PR #5581, opened 2026-06-12
fix: Revive mixed digitization in Examples

andiwand:
Mixed digitization (smeared + geometric) is broken right now and results in a `std::vector` out-of-bounds access. I tracked this down to `ModuleClusters::squash` where we first act on the smeared digi and then on the geometric digi. This is the other way around as in other pars of the code and results in the out-of-bounds access as the assumed geometric params are not present yet.

Apart from that this change adds a couple of `const` where possible.

--- END COMMIT MESSAGE ---


Examples/Algorithms/Digitization/src/ModuleClusters.cpp
```diff
@@ -251,29 +253,11 @@ ModuleValue ModuleClusters::squash(std::vector<ModuleValue>& values) {
...
-        mval.paramVariances.at(j) += f2 * other.paramVariances.at(j);
-      }
-    }
-  }
-
-  // Now do the geometric indices
-  Cluster clus;
+  // Do the geometric indices first: they precede the smeared ones in
+  // the parameter vectors filled by the digitization algorithm, so
+  // seeding `mval' with them keeps the slot positions used in the
```
andiwand:
```suggestion
  // seeding `result' with them keeps the slot positions used in the
```

Examples/Algorithms/Digitization/include/ActsExamples/Digitization/ModuleClusters.hpp
```diff
@@ -56,13 +57,17 @@ class ModuleClusters {
   double m_nsigma;
   bool m_commonCorner;
 
-  std::vector<ModuleValue> createCellCollection();
+  std::vector<ModuleValue> createCellCollection() const;
+
   void merge();
-  ModuleValue squash(std::vector<ModuleValue>& values);
+
+  ModuleValue squash(std::vector<ModuleValue>& values) const;
```
benjaminhuth, line 128: Hmm even though this is not a core type, I think  small doc string would be nice what the methods do

Examples/Algorithms/Digitization/src/ModuleClusters.cpp
```diff
@@ -251,29 +253,11 @@ ModuleValue ModuleClusters::squash(std::vector<ModuleValue>& values) {
...
-        mval.paramVariances.at(j) += f2 * other.paramVariances.at(j);
-      }
-    }
-  }
-
-  // Now do the geometric indices
-  Cluster clus;
+  // Do the geometric indices first: they precede the smeared ones in
+  // the parameter vectors filled by the digitization algorithm, so
+  // seeding `result' with them keeps the slot positions used in the
```
benjaminhuth, line 262: So just to ensure I understand this: Slot positions means that the `std::vector`s in `ModuleResult` are filled so we can savely access indices without an out of bounds error?

In terms of order: Couldn't we pre-allocate the memory so the ordering is not so fragile, or do I miss something here?

Examples/Algorithms/Digitization/src/ModuleClusters.cpp
```diff
@@ -313,33 +297,61 @@ ModuleValue ModuleClusters::squash(std::vector<ModuleValue>& values) {
...
 
   if (tot > 0) {
     pos /= tot;
-    var /= (tot * tot);
+    var /= tot * tot;
+  }
+
+  // Without any cells there is no geometric position; skip the
+  // geometric entries instead of emitting a bogus (0, 0) measurement.
+  if (!cluster.channels.empty()) {
```
benjaminhuth: Hmm is that the correct handling here? I havn't checked the full downstream code, but do we skip the measurement at this point?
Also, I would not refer in the comment to a previous faulty behavior

benjaminhuth (commented):
Looks good, thank you for looking into that! A few comments

Examples/Algorithms/Digitization/include/ActsExamples/Digitization/ModuleClusters.hpp
andiwand: I can ask claude to document it because what the functions do is really beyond me and I don't think I want to know 😅

Examples/Algorithms/Digitization/src/ModuleClusters.cpp
andiwand: I thought about pre allocating but ultimately we would have to loop through the geometric and smeared digi to do this. so I think it would would be close to what already happens

Examples/Algorithms/Digitization/src/ModuleClusters.cpp
andiwand: I don't think this is strictly necessary and will not happen with any calling site right now. I think both versions are not great. the one before emits `(0,0)`, this one just drops the unknown quantities. might be better to just throw?

benjaminhuth: throw seems good until we run into something that justifies more complicated treatement...

benjaminhuth (approved):
LGTM

PR #845, opened 2026-09-18
Do not enable rex by default in capsule flavor

adamruzicka:

Deploying a new capsule could break established REX workflows due to the possibility of jobs getting routed to the new instance before its key is deployed to the hosts.

* Making remote execution opt-in in the capsule flavor

Steps to reproduce:

* Run deploy with the capsule flavor
* Check script feature is missing on that newly deployed proxy instance
* Run deploy again with `--add-feature remote-execution`
* Check script feature is present on that newly deployed proxy instance

#### Checklist


ekohl (approved):
This is what we discussed internally: adding REX in the flavor means the user can't disable it. By default the Smart Proxy selection algorithm could break things in subtle ways and we expect users to explicitly opt in.

Gauravtalreja1 (approved):

PR #203, opened 2018-01-04
Account for long text

aulneau:
This PR is to account for longer text in most areas. The only spot that I think could cause issue is on the sidebar. It's pretty fixed, and until we have actual examples of length of words, I am not sure what we should do about that. We could allow for larger sidebar based off of a language. 

This pr will prevent text from overflowing in the title area of folds, adding an '...' to the end of the string when it starts to overflow:

screen shot 2018-01-04 at 2 12 18 pm

This also passes className's down to the fold if you apply them on the component.


VeraZab:
or text-font could get smaller? for languages who's menus translate to really long words?

VeraZab:
but 💃  for this pr

aulneau:
@VeraZab yeah ideally it'd be great to not adjust type size, as we're already pretty small as it stands. Most areas (fold titles, buttons, section headers, field labels) all work with long text as I tested it (they will just wrap and look ok). The sidebar is fixed at a small width, though, so wrapping won't really be possible (esp with 1 word long items).

alexcjohnson:
> so wrapping won't really be possible (esp with 1 word long items).

can we hyphenate aggressively? you're right that sidebar titles really do NOT want to be truncated...

Issue #153, opened 2017-11-30
Collapse all


nicolaskruchten:
Copy feature from Workspace

VeraZab:
ok, starting this one

VeraZab:
Hmm, yeah, for TraceAccordion and Annotations accordion, Folds are not children..
unless there's something I'm not seeing..

bpostlethwaite:
Hmmm what if Accordions are HOCs around Panels? That would change the DefaultEditor and other apps that use the Panels and Accordions but it isn't too late at this point. Actually that wouldn't work for cases like: 
```
<Panel>
   <AnnotationAccordion />
   <Fold />
</Panel>
```
where we wouldn't want `<AnnotationAccordion>` to be a panel itself.

Okay what if the Panel checks for `Accordion` types and then digs into the children of those as well? `Accordion` types could pass props from `Panel` to `Fold` . There is some degree of coupling here though. 

@aulneau you have any thoughts on this?

aulneau:
hmm I wonder if `context` could help here? If panel could contain a collapse function or something in its `context` and then in the fold component we could look for that context, rather than having to traverse / deep look into the children.

bpostlethwaite:
The only issue here is that the Panel needs to know if there are Fold children and how many. If there are none it won't display the Collapse Icon. Ditto for 1. Only when there are 2 or more Folds will the Panel show the collapse button. 2 way information in a 1 way data flow problem... never an elegant solution. 

I guess the least bad is just counting children and because we have Accordions the children of child Accordions...

bpostlethwaite:
Though we could still pass the `toggleFold` function through context. that way there wouldn't be Accordions handing down props... not sure.

bpostlethwaite:
If we are going to root up to 2 levels of children and do something special with Accordions we already have hierarchical constraints 
```
Panel
    Fold
```
or
```
Panel 
    Accordion
        Fold
```
So also coupling together with props doesn't seem so bad. If the components are rendered inside other things we can't count the children and then doesn't matter that the chain of props is also broken.

PR #204, opened 2018-01-05
Make Accordions collapsible

VeraZab:
closes: #153 
 
ex


VeraZab:
This pr makes panels smart, they detect whether or not folds are present, and make a collapse all button appear if more than one visible fold is present.

This assumes that if we're going to use folds within a panel, a foldIndex prop will have to be present on all our folds, so that each fold can look up its state from the array of fold states that is passed to it via context from the Panel component. Passing fold states from context makes it work for both panels that have folds as children directly and panels that have accordions that render folds.

@nicolaskruchten or @alexcjohnson or @bpostlethwaite would you review please

src/components/containers/Fold.js
```diff
@@ -4,21 +4,44 @@ import classnames from 'classnames';
 import {CloseIcon, AngleDownIcon} from 'plotly-icons';
 
 export default class Fold extends Component {
-  constructor() {
-    super();
-    this.state = {folded: false};
+  constructor(props, context) {
+    super(props, context);
+    const {individualFoldStates} = context;
+    if (!individualFoldStates) {
```
nicolaskruchten: Could we just make `individualFoldStates` required and stop supporting both modes? Is there a use-case for a Fold that's not in a Panel like this?

src/components/containers/Panel.js
```diff
@@ -1,51 +1,139 @@
...
+    };
+  }
 
+  toggleFolds() {
+    const {individualFoldStates} = this.state;
+    const hasOpen =
+      individualFoldStates.length > 0 &&
+      individualFoldStates.some(s => s !== true);
+    this.setState({
+      individualFoldStates: individualFoldStates.map(() => {
```
nicolaskruchten: This could just be `.map( () => hasOpen )` right?

src/components/containers/PanelHeader.js
```diff
@@ -0,0 +1,79 @@
...
+      <div className="panel__header">
+        {children && children.length ? (
+          <div className="panel__header__content">{children}</div>
+        ) : null}
+        <div className="panel__header__actions__container">
+          {allowCollapse ? (
+            <div className="panel__header__collapse" onClick={toggleFolds}>
+              {hasOpen ? (
+                <span>
+                  <ResizeDownIcon />
```
nicolaskruchten: The cursor on these collapse/expand buttons is not currently a pointer cursor, but it should be.

src/components/containers/AnnotationAccordion.js
```diff
@@ -25,51 +16,43 @@ class AnnotationAccordion extends Component {
...
 };
 
 AnnotationAccordion.propTypes = {
-  localize: PropTypes.func,
   children: PropTypes.node,
   canAdd: PropTypes.bool,
 };
 
-export default localize(AnnotationAccordion);
+export default AnnotationAccordion;
```
nicolaskruchten: Why are we removing the localization here?

src/components/containers/Panel.js
```diff
@@ -1,51 +1,139 @@
...
+        if (hasOpen) {
+          return true;
+        }
+        return false;
+      }),
+    });
+  }
+
+  toggleFold(index) {
+    const copy = [...this.state.individualFoldStates];
```
nicolaskruchten: this would be a good candidate for https://github.com/kolodny/immutability-helper

src/components/containers/AnnotationAccordion.js
VeraZab: because we no longer have any strings to localize in this component :)

src/components/containers/Fold.js
VeraZab: There's not a use case yet, just thought it might have been useful to not have this coupled.

src/components/containers/PanelHeader.js
VeraZab: oh yeah, thanks!

src/components/containers/Fold.js
nicolaskruchten: In that case my (weak) preference would be to couple them strongly by making the props and contexts required, so as to avoid people occasionally forgetting to add them everywhere etc. YAGNI :)

VeraZab: Yeah, I think you're right, I'll do that

src/components/containers/Panel.js
VeraZab: I'll add this one, I think it'll be helpful, thanks!

nicolaskruchten: Maybe would be worth doing that in a single pass where we refactor other places where we have used various spread/copy tricks, rather than adding this dependency just for this case. I just wanted to advocate for this library because I've found it so, so useful in many little places :)

nicolaskruchten: Especially useful with Redux, as Ben used it in the batch repo

VeraZab: hmm, well, for now, I'm just going to add it in this one place, or at least, this pr is only going to change it in this one place :) I'll open an issue for changing it throughout the editor.

Yeah, I've thought I've seen Ben use something to help with this, but I didn't find anything in the repo, it was in the batch one! thanks!

nicolaskruchten: OK, sounds good!

src/components/containers/Panel.js
```diff
@@ -1,51 +1,141 @@
...
+        return false;
+      }),
+    });
+  }
+
+  toggleFold(index) {
+    this.setState(
+      update(this.state, {
+        individualFoldStates: {
+          [index]: {$set: !this.state.individualFoldStates[index]},
```
nicolaskruchten: Here I would use `$toggle` instead of `$set` like this: `update(this.state, {individualFoldStates: {$toggle: [index]}})`

VeraZab: oh, thanks :)

nicolaskruchten: I know the docs say that `$toggle` works on objects but this works, I just tried it

VeraZab:
yeah, now, I need to adjust tests to have that individualFoldStates array in context...

VeraZab:
yeah..I'm having a bit of difficulties on those Panel tests.
I'd like to merge this in as is, and add tests later.

@nicolaskruchten would you sign off on this one, I know that it's not ideal without tests, but I'd like for us to have all of our base features in first.

nicolaskruchten:
retroactive 💃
****
**Your objective**
The response must consist solely of the lines from the first line of the entries through the line containing "Mixed digitization (smeared", repeated exactly.

**Answer section**
PR #5581, opened 2026-06-12
fix: Revive mixed digitization in Examples

andiwand:
Mixed digitization (smeared + geometric) is broken right now and results in a `std::vector` out-of-bounds access. I tracked this down to `ModuleClusters::squash` where we first act on the smeared digi and then on the geometric digi. This is the other way around as in other pars of the code and results in the out-of-bounds access as the assumed geometric params are not present yet.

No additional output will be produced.